WHAT IS REQUIRED
Take each line of the data that contains the string "deploy" and copy it.
_ _ _
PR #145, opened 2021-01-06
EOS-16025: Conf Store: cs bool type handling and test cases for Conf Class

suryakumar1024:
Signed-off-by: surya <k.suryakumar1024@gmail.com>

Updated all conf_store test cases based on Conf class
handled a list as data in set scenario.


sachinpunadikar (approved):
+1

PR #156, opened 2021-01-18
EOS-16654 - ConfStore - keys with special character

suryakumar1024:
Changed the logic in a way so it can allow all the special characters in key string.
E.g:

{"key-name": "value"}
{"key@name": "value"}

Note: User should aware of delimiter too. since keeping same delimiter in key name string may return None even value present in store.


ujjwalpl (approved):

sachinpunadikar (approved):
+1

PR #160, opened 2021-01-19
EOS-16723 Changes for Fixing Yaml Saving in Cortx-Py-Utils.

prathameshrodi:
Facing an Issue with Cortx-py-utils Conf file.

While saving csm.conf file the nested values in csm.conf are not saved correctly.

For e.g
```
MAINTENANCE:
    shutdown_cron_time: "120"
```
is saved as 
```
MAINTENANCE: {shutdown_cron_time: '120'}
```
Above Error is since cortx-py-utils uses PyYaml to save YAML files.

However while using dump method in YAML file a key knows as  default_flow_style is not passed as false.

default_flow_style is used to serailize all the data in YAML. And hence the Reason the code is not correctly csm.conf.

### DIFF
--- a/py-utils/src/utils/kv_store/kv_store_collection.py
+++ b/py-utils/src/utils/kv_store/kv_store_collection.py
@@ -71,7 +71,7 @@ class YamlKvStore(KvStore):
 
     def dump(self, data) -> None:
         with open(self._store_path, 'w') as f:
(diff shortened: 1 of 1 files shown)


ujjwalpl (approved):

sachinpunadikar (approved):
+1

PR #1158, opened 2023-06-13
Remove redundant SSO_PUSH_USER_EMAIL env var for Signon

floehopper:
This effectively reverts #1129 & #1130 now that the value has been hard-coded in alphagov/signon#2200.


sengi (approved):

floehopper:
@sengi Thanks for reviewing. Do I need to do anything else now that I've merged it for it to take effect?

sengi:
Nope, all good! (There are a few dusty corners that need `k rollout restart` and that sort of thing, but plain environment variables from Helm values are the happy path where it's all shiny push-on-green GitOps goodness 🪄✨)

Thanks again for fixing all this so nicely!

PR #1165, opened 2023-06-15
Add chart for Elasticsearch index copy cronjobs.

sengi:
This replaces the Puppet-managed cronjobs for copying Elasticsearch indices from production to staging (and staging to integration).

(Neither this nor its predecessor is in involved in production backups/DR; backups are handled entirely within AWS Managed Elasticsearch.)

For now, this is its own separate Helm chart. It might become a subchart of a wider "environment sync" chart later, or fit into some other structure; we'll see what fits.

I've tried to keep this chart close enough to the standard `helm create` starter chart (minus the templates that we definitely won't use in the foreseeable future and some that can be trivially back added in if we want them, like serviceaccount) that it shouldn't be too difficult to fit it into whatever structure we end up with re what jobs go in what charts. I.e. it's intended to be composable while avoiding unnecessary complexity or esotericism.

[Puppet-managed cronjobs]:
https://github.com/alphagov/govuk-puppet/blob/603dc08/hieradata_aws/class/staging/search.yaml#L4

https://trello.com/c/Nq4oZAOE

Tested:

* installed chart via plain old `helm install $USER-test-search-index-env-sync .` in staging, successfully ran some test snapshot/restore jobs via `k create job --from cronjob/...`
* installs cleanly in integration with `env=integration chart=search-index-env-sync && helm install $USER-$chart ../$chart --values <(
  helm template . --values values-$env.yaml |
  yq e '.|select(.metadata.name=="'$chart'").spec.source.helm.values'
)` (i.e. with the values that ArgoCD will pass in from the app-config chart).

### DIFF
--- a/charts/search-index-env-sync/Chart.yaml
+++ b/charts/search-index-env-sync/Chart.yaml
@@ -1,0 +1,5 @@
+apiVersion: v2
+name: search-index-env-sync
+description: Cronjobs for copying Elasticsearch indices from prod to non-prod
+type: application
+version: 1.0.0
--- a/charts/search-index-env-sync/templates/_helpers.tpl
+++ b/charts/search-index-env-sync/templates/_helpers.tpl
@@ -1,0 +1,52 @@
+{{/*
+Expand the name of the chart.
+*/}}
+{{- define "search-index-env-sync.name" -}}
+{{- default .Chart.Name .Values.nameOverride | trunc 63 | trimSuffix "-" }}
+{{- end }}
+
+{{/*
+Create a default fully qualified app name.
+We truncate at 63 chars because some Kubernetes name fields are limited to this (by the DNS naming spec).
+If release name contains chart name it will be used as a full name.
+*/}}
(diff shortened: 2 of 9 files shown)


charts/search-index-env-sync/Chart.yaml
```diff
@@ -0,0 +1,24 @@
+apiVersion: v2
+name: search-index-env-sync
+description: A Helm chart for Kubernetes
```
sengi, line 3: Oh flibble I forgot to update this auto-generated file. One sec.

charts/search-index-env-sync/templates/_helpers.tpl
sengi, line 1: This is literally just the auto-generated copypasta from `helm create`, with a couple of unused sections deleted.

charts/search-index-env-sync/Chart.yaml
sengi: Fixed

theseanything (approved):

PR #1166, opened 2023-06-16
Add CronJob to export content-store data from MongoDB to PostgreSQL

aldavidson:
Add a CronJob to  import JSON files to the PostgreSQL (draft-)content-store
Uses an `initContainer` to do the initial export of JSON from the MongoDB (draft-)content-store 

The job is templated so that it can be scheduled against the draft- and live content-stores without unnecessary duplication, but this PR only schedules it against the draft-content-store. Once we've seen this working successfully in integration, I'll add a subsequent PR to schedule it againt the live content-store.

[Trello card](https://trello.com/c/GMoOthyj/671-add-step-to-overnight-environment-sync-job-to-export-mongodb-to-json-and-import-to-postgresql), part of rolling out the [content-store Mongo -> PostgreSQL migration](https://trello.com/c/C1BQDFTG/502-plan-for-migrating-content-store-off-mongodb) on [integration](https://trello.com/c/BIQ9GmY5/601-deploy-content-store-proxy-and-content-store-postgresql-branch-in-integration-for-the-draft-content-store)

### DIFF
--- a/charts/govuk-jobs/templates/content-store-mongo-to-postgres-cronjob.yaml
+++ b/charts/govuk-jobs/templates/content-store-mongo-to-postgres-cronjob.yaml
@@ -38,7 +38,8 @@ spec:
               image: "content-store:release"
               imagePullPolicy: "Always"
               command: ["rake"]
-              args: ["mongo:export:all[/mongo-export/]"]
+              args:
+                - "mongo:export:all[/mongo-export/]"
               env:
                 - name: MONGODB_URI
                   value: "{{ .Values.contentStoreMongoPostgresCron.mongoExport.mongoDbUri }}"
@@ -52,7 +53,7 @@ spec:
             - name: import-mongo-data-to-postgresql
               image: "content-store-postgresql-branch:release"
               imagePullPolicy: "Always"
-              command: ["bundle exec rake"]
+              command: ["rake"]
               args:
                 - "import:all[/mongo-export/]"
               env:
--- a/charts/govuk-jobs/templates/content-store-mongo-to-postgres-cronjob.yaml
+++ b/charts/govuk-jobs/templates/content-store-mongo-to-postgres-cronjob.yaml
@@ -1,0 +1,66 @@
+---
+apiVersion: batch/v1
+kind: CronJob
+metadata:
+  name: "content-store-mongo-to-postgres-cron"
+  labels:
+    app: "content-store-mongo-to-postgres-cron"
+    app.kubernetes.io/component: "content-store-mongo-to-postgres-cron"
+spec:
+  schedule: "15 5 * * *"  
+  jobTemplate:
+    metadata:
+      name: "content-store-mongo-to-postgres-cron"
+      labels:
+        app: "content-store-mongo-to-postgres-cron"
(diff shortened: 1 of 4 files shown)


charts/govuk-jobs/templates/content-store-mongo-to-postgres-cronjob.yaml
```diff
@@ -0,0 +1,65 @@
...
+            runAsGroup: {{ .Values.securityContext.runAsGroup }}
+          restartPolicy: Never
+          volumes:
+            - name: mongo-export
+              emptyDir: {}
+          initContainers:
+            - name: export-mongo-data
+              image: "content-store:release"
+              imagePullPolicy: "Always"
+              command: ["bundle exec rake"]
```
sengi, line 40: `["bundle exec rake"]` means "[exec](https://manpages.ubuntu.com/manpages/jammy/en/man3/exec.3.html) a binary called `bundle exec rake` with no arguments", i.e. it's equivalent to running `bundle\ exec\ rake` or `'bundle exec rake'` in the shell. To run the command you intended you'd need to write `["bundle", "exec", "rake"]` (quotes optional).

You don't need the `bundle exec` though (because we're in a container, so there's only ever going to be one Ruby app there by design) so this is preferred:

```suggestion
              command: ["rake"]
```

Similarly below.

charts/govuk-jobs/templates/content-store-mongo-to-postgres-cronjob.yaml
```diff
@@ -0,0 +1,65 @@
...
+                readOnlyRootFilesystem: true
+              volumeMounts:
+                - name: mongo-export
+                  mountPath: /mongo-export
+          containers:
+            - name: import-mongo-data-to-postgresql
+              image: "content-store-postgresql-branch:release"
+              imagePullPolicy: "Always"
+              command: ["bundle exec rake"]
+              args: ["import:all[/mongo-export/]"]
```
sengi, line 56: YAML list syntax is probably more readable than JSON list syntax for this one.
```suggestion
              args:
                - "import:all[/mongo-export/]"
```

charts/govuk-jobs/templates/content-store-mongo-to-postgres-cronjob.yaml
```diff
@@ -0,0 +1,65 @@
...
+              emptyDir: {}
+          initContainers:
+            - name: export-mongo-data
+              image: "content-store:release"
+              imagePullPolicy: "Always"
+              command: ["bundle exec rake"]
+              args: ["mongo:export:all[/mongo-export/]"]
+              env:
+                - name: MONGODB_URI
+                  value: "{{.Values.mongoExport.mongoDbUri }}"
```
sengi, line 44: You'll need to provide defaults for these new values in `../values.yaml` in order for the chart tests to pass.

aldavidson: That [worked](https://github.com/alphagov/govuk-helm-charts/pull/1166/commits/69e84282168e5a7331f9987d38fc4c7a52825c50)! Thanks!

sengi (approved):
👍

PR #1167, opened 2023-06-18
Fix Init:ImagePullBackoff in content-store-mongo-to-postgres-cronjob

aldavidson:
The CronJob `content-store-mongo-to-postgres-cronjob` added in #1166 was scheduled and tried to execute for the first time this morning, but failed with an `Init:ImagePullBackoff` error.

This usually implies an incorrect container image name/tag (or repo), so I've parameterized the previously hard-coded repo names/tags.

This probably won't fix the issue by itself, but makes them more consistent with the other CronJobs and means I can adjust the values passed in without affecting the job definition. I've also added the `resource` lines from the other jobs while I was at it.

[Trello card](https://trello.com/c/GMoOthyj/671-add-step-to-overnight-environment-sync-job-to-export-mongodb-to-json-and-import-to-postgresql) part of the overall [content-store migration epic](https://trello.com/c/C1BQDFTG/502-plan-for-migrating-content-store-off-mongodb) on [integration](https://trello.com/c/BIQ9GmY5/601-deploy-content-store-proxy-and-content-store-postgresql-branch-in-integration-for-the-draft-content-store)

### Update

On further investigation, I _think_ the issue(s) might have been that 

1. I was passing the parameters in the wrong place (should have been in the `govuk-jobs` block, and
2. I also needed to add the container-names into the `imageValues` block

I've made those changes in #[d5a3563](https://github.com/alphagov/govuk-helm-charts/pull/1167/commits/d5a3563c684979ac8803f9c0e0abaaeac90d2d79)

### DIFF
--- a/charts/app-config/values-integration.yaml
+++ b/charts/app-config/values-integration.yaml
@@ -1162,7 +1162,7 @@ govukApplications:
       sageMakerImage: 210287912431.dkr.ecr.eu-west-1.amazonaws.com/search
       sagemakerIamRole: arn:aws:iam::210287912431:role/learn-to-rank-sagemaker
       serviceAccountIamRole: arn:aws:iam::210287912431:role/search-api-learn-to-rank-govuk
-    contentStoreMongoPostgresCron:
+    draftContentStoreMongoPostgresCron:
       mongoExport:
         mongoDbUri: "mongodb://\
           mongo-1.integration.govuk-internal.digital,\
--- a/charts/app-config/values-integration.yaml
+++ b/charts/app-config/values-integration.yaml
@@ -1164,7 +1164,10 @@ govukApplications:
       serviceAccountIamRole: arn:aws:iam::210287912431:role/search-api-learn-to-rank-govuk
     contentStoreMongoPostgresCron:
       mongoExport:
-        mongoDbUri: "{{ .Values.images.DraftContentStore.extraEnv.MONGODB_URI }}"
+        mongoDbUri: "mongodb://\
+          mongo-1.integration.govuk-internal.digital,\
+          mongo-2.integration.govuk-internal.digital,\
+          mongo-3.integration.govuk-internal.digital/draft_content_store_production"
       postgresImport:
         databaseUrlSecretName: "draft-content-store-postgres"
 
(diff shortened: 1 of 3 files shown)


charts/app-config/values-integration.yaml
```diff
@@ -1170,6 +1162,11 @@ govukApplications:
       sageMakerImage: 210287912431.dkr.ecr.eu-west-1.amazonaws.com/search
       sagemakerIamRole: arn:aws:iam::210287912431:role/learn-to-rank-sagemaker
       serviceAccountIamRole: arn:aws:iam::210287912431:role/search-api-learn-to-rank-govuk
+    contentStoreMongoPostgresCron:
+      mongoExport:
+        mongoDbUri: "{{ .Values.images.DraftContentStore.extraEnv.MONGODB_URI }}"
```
_ _ _
REPLY TO THE TASK
[Trello card](https://trello.com/c/GMoOthyj/671-add-step-to-overnight-environment-sync-job-to-export-mongodb-to-json-and-import-to-postgresql), part of rolling out the [content-store Mongo -> PostgreSQL migration](https://trello.com/c/C1BQDFTG/502-plan-for-migrating-content-store-off-mongodb) on [integration](https://trello.com/c/BIQ9GmY5/601-deploy-content-store-proxy-and-content-store-postgresql-branch-in-integration-for-the-draft-content-store)
[Trello card](https://trello.com/c/GMoOthyj/671-add-step-to-overnight-environment-sync-job-to-export-mongodb-to-json-and-import-to-postgresql) part of the overall [content-store migration epic](https://trello.com/c/C1BQDFTG/502-plan-for-migrating-content-store-off-mongodb) on [integration](https://trello.com/c/BIQ9GmY5/601-deploy-content-store-proxy-and-content-store-postgresql-branch-in-integration-for-the-draft-content-store)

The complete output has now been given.